Saturday, August 28, 2010

Beliefs of John Calvin - Part 2

The Scriptures

To understand how John Calvin viewed the Scriptures, one need only arrive at the sixth chapter of his seminal work Institutes of the Christian Religion referred to by Millard Erickson as the most thorough statement of the new understanding of Christianity in his discussion of various theologies.[1] Calvin devotes the entire chapter to the need of Scripture as a guide and teacher for the elect.[2] Calvin does not stop there. Throughout the entire Book First of Institutes, Calvin again and again returns to Scripture even including the word Scripture in the titles of six chapters. Where Martin Luther began with sola sciptura, Calvin continued in detail using the Scriptures to support the need of Scripture to come to God, the doctrine of the Trinity, sanctification, etc. B. G. Armstrong states that Calvin consistently sought to make the Scriptures the sole source of his ideas.[3]

In his eighth chapter of Book First, Calvin goes to great lengths to demonstrate that the credibility of the Scriptures is well proven by the Bible itself as well as through the affirmation of history. In almost humorous fashion, Calvin chastises those who would question that Moses wrote the books that bear his name and even question the very existence of Moses himself. Calvin points out that questioning the existence of Plato, Aristotle or Cicero would rightly result in harsh punishment.[4] For Calvin, the truth of every word contained in the Bible was above question and one can easily imagine the man’s frustration in having to defend the Bible over and over again.
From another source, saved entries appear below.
PR #15611, opened 2026-08-13
teams: smoother repository dao querying (fixes #15706)

### LINKED ISSUE #15706: Refactor TeamDao queries to prevent full-table scans
Replaced full-table `getAll()` scans in `getJoinRequestsInfo`, `getTeamNamesByIds`, and `getResourceIds` with targeted SQL queries using `_id IN (:ids)` and specific docType filters. Added `.distinctUntilChanged()` to `getMyTeamDetailsFlow` to suppress redundant recompositions. Chunked SQL `IN` queries by 500 to avoid exceeding SQLite max parameter limits.

Tracked in PR #15611.

dogi:
Replaced full-table `getAll()` scans in `getJoinRequestsInfo`, `getTeamNamesByIds`, and `getResourceIds` with targeted SQL queries using `_id IN (:ids)` and specific docType filters.
Added `.distinctUntilChanged()` to `getMyTeamDetailsFlow` to suppress redundant recompositions triggered by unrelated database writes.
Chunked SQL `IN` queries by 500 to avoid exceeding SQLite max parameter limits.

---
*PR created automatically by Jules for task [2525456066979484370](https://jules.google.com/task/2525456066979484370) started by @dogi*


dogi:
**Review — rating: 86/100**

Three separate `teamDao.getAll()` full-table materialisations replaced with targeted queries, and each translation holds up.

**`getByIds` is exactly equivalent, for a reason worth stating.** The old predicate was `(it._id ?: it.id) in requestIds`, which reads as "match `_id`, falling back to `id`" — and a `WHERE _id IN (:ids)` query would then miss rows with a null `_id`. But `MyTeam._id` is declared `@PrimaryKey @JvmField var _id: String = ""` — non-null — so that elvis could never take its right branch. The old code was effectively `it._id in requestIds` all along, and the new query matches it exactly. (Which means the `?: it.id` you kept in `.distinctBy { it._id ?: it.id }` is likewise dead; worth dropping so the next reader doesn't infer a nullable `_id` that doesn't exist.)

**The chunking is correct.** `:ids` is bound once, so `chunked(500)` yields 501 host parameters, well under SQLite's 999 limit — and `distinctBy` is genuinely needed rather than defensive padding, since duplicate entries in the input list can land in different chunks and match the same row twice.

**`getResourceIdsByTeamId` is faithful and better than a like-for-like port.** `resourceId?.isNotBlank() == true` → `IS NOT NULL AND TRIM(resourceId) != ''`, `docType.isNullOrBlank()` → `docType IS NULL OR TRIM(docType) = ''`, and the two literal comparisons stay case-sensitive as SQLite's `=` on TEXT already is. Selecting `resourceId` directly rather than `SELECT *` also means the query returns only the column the caller wanted, which the `mapNotNull` was previously doing after hydrating whole entities.

**And `distinctUntilChanged()` actually works here** — unlike the equivalent addition in #15598, which I sent back precisely because `MyCourse` is an `open class` with no `equals`. `TeamDetails` is a `data class` whose fields are all `String?`/`Long`/`TeamStatus?`, so the generated `equals` compares by value and the operator can genuinely suppress duplicate emissions.

CI green (build default + lite, test default).

**Nits:**

- `.flowOn(dispatcherProvider.default).distinctUntilChanged()` puts the comparison *downstream* of `flowOn`, so the list-equality walk runs on the collector's dispatcher rather than on Default. Swapping the two moves that work off the collector as well.
- `TRIM()` strips spaces only, while Kotlin's `isNotBlank()` covers all whitespace — a `resourceId` of `"\t"` now survives the filter. Contrived for synced data, and `TRIM` is the right call versus a bare `!= ''`, but it's a real edge difference.
- No tests. This repo already has `UserDaoTest` and `NewsDaoTest` doing exactly this against in-memory Room, and `getResourceIdsByTeamId` has four interacting predicates — the highest-value case being a row with a `docType` that is none of null/blank/`resourceLink`/`link`, to prove it's excluded.

**Verdict:** mergeable.

---

Okuro3499 (approved):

A treatment of John Calvin’s view of Scripture would be incomplete if mention was not given to two additional points. First, Calvin did not believe in a doctrine of dictation though he did refer to the various writers as God’s amanuenses on occasion. Instead, Calvin believed that the Holy Spirit revealed God’s will and work and in often mysterious ways guided the writers as they recorded their respective books.[5] Since the Bible is the written word of God, Calvin affirmed that it is authoritative in all matters it deals with. Calvin also believed that the Bible does not deal with everything.[6]

The second point to keep in mind was the approach Calvin used to interpret Scripture. Calvin’s preferred hermeneutic insisted that the literal meaning of the text be taken in the historical context in which it was written. Unlike the Roman Catholic Church he left in favor of Protestantism, Calvin rejected the fourfold interpretation of his day that allowed allegorizing, moralizing, and spiritualizing the word of God.[7] Interpretative methods matter. For Calvin, to seek God without His word is to labor in vanity and error.[8] Lacking a proper understanding of that word is an equally useless endeavor.


[1] Erickson, Millard J. Christian Theology 2nd Edition. (Grand Rapids: Baker Academic, 1998), 63-64.

[2] Calvin, John, translated by Henry Beveridge. Institutes of the Christian Religion, Book First. (Peabody, MA: Hendrickson Publishers, Inc., 2008), 26.

[3] Douglas, J. D., Phillip Wesley Comfort, and Donald Mitchell. Who's Who in Christian History. (Wheaton, IL: Tyndale House Publishers, Inc., 1997), 131.

[4] Calvin, John, translated by Henry Beveridge. Institutes of the Christian Religion, Book First. (Peabody, MA: Hendrickson Publishers, Inc., 2008), 41.

[5] Elwell, Walter A., ed. Evangelical Dictionary of Theology 2nd Edition. (Grand Rapids: Baker Academic, 2001), 201.

[6] Ibid.

[7] Ibid.

[8] Calvin, John, translated by Henry Beveridge. Institutes of the Christian Religion, Book First. (Peabody, MA: Hendrickson Publishers, Inc., 2008), 29.